(Beginning of Task data)
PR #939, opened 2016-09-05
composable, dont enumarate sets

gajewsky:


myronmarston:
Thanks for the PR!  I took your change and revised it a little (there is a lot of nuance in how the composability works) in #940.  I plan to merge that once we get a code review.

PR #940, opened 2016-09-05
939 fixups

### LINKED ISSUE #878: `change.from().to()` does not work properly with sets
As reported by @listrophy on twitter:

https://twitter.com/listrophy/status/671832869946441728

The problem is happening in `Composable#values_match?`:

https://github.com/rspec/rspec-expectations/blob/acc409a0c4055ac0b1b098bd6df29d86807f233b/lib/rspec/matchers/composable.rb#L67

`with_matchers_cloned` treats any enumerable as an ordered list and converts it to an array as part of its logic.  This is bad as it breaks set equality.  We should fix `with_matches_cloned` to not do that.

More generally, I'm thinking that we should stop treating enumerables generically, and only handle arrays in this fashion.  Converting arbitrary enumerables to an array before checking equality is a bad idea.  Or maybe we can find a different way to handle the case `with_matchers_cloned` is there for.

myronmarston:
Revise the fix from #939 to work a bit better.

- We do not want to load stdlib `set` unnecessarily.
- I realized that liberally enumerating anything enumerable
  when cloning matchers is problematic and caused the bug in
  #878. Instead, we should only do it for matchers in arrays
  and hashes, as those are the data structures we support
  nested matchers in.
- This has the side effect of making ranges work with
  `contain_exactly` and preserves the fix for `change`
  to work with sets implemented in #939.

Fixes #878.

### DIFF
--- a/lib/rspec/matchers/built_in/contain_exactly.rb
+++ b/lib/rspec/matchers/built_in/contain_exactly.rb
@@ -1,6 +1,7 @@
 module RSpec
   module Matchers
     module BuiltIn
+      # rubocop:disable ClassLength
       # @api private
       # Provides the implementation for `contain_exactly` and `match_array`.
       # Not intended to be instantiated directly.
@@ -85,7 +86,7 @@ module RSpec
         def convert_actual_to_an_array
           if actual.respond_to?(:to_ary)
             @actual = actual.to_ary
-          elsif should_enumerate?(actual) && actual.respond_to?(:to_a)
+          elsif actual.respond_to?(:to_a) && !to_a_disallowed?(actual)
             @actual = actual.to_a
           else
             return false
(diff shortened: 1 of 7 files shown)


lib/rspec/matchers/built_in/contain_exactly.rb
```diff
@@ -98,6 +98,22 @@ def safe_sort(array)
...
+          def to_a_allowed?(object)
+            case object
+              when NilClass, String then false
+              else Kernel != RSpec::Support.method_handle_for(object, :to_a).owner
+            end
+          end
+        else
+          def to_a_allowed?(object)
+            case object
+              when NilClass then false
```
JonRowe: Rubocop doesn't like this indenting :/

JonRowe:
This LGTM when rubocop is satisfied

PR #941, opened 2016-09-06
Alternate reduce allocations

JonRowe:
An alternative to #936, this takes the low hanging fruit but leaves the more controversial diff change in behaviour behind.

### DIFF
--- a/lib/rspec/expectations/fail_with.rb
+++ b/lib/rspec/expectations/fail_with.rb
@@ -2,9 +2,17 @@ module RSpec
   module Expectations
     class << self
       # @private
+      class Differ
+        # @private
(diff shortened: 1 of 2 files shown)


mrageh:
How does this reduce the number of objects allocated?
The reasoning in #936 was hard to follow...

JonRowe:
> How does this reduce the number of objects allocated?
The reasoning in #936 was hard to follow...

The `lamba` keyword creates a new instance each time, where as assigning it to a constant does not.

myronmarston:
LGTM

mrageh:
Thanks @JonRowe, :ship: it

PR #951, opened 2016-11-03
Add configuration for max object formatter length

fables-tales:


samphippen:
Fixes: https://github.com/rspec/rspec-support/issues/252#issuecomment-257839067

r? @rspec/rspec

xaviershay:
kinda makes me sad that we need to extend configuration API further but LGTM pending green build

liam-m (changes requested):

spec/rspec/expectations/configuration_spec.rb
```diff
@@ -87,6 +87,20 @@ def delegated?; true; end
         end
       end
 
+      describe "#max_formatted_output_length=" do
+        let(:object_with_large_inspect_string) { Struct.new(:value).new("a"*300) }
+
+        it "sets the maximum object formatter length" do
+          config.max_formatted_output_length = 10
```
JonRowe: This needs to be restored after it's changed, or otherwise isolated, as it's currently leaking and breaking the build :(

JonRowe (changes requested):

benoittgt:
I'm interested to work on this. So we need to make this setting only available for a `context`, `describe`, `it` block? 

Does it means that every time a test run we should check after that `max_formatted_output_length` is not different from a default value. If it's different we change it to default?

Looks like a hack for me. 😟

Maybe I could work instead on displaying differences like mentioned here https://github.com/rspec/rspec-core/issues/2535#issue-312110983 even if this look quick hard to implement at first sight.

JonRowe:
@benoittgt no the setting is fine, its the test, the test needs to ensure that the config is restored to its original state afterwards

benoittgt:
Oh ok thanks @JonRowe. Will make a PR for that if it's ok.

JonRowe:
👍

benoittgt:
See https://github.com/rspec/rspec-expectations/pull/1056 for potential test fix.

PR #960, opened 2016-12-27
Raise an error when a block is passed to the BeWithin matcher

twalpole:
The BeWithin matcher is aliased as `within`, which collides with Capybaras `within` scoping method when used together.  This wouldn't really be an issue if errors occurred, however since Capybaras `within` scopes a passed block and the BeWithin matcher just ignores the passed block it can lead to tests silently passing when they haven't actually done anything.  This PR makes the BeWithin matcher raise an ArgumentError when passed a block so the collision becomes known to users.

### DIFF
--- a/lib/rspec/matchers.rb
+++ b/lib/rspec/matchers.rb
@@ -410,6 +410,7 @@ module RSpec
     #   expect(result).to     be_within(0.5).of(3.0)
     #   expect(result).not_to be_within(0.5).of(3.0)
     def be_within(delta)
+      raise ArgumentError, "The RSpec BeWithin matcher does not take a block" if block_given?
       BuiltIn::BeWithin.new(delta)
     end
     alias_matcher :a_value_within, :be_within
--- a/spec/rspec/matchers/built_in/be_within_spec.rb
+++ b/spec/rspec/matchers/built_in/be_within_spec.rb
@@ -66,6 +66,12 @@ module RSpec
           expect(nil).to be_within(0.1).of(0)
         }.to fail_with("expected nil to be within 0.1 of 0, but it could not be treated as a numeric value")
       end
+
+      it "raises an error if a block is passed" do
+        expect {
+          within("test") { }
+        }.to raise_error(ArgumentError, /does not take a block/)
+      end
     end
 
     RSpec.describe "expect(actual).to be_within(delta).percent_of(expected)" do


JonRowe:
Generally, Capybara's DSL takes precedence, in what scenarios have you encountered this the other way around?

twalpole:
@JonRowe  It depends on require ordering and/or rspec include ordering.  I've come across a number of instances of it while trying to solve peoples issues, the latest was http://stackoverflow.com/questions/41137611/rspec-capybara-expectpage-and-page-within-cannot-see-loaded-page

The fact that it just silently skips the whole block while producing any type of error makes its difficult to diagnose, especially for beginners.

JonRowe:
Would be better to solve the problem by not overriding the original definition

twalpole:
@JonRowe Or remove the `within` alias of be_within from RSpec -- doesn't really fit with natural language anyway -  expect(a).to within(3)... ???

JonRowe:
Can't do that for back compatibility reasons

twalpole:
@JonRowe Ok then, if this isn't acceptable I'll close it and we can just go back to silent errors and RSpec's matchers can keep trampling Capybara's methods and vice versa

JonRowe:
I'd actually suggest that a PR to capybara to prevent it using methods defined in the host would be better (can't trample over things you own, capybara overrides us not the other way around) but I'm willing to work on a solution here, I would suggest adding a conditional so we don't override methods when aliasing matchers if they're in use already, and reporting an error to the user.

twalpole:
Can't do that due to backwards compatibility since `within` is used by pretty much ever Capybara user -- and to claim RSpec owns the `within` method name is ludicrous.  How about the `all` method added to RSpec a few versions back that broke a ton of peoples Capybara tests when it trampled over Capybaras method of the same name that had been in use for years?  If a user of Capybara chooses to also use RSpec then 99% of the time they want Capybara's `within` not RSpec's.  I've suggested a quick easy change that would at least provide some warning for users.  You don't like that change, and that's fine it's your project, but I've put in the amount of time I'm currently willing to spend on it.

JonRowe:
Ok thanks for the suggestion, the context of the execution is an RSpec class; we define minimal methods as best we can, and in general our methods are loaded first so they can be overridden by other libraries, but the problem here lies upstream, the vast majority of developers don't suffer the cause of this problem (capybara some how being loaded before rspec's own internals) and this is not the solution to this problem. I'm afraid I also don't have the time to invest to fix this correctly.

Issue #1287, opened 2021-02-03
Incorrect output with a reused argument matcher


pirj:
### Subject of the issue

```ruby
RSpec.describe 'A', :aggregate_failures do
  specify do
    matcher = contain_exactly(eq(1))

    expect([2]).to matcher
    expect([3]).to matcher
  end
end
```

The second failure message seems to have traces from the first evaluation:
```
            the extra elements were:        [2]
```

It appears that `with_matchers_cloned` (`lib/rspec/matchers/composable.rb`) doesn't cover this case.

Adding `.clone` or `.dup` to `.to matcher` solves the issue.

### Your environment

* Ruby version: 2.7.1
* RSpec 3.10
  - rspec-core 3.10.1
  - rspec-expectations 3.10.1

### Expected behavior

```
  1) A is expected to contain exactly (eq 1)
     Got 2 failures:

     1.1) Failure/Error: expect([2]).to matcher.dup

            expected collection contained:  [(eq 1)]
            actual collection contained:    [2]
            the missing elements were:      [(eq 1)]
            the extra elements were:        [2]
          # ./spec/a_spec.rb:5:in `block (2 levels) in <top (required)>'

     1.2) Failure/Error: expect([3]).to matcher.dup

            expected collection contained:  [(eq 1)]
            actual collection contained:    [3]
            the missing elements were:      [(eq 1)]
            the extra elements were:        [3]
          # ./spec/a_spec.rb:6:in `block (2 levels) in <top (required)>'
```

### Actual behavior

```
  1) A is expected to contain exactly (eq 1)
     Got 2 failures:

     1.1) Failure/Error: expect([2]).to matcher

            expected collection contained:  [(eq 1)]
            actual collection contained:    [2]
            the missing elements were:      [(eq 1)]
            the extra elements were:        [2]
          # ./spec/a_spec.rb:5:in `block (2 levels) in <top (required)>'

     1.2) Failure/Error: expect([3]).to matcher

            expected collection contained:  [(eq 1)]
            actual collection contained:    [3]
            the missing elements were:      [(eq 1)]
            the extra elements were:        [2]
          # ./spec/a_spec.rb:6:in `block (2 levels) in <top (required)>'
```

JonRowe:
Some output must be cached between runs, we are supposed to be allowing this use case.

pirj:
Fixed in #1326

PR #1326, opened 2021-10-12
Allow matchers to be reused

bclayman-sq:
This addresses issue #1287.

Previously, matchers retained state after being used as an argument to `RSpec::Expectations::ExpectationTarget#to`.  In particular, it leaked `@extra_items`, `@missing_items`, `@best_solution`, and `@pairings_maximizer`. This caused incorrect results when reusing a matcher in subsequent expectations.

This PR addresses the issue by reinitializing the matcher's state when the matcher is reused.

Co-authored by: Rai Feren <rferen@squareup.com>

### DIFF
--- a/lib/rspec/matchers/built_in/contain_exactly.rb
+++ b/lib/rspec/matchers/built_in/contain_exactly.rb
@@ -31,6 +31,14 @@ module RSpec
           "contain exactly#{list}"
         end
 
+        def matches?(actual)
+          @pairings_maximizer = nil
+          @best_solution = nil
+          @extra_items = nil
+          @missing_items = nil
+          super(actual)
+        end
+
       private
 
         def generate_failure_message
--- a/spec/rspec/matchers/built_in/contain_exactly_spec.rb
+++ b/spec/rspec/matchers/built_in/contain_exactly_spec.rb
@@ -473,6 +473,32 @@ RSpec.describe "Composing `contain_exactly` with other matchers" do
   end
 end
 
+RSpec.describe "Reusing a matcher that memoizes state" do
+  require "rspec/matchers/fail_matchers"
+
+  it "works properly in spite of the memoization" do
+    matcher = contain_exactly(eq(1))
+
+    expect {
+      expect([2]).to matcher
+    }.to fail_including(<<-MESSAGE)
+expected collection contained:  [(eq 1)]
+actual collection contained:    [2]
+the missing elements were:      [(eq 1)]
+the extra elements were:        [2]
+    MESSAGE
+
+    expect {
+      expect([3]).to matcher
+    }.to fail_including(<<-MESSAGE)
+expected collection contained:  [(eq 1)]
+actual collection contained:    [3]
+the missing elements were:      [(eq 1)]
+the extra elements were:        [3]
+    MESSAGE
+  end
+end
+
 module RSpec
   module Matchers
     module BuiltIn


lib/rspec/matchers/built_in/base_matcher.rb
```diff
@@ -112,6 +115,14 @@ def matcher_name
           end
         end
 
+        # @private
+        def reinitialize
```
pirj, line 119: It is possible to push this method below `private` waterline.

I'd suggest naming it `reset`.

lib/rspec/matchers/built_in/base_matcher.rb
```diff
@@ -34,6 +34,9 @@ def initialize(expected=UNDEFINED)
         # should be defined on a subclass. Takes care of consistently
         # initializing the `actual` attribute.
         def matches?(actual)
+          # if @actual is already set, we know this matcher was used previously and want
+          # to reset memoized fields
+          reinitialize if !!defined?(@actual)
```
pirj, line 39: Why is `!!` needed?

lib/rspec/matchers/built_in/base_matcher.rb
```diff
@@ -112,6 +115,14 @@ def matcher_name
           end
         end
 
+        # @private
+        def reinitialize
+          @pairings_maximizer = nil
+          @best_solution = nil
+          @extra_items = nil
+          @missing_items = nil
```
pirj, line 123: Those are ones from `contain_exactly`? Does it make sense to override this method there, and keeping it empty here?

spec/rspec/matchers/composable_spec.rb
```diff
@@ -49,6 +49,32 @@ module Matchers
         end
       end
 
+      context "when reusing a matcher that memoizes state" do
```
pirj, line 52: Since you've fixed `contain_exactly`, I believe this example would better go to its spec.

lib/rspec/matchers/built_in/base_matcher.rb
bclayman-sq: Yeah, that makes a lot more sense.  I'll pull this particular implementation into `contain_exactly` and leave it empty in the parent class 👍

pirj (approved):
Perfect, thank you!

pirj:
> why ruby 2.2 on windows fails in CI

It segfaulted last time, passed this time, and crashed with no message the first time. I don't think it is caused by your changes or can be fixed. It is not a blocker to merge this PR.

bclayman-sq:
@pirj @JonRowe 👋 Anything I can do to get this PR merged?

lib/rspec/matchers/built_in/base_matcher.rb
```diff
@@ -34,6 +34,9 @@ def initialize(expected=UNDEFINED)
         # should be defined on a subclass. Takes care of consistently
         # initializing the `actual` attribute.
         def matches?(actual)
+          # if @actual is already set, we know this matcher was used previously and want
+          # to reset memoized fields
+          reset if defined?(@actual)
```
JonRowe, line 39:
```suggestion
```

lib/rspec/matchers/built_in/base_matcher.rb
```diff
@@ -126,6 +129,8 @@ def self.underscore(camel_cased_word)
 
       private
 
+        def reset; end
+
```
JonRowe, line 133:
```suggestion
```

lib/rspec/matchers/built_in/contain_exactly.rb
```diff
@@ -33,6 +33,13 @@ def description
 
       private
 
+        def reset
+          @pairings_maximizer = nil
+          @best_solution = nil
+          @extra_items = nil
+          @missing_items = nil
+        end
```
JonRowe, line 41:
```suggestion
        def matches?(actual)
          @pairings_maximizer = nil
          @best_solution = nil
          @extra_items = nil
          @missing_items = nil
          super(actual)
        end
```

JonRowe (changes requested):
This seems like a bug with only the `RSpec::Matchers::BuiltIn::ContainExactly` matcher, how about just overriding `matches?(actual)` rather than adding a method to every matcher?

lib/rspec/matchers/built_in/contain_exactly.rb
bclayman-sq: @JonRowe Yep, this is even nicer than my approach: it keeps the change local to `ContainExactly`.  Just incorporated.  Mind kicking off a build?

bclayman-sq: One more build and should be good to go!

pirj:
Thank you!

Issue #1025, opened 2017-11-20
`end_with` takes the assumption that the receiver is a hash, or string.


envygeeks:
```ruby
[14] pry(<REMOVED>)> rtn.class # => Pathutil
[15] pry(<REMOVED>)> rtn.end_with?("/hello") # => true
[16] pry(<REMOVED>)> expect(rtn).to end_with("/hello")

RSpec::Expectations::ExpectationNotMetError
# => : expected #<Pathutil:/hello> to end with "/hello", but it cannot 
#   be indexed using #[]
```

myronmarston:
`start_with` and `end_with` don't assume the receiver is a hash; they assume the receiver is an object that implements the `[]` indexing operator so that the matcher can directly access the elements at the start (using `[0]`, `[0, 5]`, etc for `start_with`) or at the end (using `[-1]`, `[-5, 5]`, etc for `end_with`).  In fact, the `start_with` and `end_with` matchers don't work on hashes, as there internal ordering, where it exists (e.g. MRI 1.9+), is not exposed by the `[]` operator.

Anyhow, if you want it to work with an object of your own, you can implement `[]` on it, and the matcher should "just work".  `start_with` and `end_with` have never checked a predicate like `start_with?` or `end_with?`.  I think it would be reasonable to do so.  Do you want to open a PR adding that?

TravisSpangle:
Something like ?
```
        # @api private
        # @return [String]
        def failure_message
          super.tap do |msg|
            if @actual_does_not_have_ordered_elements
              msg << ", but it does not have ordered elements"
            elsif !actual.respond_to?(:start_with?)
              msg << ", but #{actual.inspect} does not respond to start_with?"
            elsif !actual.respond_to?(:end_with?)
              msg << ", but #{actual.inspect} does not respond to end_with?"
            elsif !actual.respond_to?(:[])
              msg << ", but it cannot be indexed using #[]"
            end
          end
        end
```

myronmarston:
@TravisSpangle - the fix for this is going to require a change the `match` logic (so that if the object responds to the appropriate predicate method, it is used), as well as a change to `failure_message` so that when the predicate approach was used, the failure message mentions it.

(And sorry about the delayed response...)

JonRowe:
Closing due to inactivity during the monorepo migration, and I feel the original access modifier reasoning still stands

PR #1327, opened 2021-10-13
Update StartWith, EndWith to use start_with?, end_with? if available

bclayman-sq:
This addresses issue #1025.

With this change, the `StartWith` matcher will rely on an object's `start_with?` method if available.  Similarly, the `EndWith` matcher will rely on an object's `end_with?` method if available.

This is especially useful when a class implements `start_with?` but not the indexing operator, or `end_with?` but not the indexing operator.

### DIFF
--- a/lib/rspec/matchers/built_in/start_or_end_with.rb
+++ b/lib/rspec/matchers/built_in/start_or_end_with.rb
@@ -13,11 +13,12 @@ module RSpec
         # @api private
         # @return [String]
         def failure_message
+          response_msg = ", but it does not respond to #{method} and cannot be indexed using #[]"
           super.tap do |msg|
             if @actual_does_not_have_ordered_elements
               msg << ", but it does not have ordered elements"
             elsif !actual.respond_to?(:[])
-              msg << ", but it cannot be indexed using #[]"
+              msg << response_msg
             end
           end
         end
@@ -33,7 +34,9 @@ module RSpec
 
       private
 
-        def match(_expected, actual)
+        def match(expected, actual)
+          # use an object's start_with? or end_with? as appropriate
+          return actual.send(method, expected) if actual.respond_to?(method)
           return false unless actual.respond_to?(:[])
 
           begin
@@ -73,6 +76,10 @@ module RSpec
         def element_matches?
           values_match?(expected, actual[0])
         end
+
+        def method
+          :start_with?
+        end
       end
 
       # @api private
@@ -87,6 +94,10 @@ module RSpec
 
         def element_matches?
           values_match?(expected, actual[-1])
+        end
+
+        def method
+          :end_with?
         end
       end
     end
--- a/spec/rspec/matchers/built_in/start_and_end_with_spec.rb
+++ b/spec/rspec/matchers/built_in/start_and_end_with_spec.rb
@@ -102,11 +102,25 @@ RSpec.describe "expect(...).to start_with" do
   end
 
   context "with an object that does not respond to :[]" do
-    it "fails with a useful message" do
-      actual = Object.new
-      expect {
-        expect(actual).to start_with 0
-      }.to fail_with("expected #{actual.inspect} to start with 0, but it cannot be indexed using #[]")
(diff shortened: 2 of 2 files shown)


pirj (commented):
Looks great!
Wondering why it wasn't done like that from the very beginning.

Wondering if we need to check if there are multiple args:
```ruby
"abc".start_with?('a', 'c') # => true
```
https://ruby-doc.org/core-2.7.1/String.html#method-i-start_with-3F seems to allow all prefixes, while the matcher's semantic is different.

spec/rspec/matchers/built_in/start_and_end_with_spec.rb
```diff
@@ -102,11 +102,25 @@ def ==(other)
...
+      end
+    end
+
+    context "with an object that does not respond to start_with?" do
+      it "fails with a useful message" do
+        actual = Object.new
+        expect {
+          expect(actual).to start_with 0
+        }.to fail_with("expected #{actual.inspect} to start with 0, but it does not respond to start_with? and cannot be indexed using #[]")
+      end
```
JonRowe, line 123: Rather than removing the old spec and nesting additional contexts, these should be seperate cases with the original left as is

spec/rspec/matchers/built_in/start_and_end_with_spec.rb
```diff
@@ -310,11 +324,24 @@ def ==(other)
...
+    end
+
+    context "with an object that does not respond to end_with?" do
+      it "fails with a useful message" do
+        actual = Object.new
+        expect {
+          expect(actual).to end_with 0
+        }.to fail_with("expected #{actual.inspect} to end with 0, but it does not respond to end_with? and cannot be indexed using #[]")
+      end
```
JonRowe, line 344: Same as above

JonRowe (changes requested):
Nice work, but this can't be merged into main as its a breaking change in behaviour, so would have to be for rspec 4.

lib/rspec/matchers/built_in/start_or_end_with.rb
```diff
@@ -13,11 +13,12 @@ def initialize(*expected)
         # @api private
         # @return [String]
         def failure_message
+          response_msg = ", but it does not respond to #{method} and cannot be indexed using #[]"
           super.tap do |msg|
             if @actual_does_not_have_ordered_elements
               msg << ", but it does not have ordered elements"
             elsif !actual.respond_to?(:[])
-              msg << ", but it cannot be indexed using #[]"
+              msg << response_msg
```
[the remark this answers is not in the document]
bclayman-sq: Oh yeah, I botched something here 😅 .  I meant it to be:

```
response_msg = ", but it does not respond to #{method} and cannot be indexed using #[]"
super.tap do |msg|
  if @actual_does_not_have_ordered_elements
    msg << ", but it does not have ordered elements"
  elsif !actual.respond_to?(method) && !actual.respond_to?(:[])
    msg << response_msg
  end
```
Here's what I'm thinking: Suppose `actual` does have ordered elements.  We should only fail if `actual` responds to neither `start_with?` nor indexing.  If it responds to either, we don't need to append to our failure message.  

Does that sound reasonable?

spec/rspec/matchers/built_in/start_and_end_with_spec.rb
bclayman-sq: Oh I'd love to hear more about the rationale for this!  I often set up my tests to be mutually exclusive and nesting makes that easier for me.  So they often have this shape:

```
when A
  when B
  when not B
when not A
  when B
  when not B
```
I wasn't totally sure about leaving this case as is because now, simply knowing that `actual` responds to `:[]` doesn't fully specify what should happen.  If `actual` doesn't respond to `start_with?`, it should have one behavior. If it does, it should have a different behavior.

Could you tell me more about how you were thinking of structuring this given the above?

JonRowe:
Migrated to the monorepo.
(End of Task data)
**Work instruction:** Find how many lines in the listing hold "useful", and reply with that number only.

**Exercise output:** 4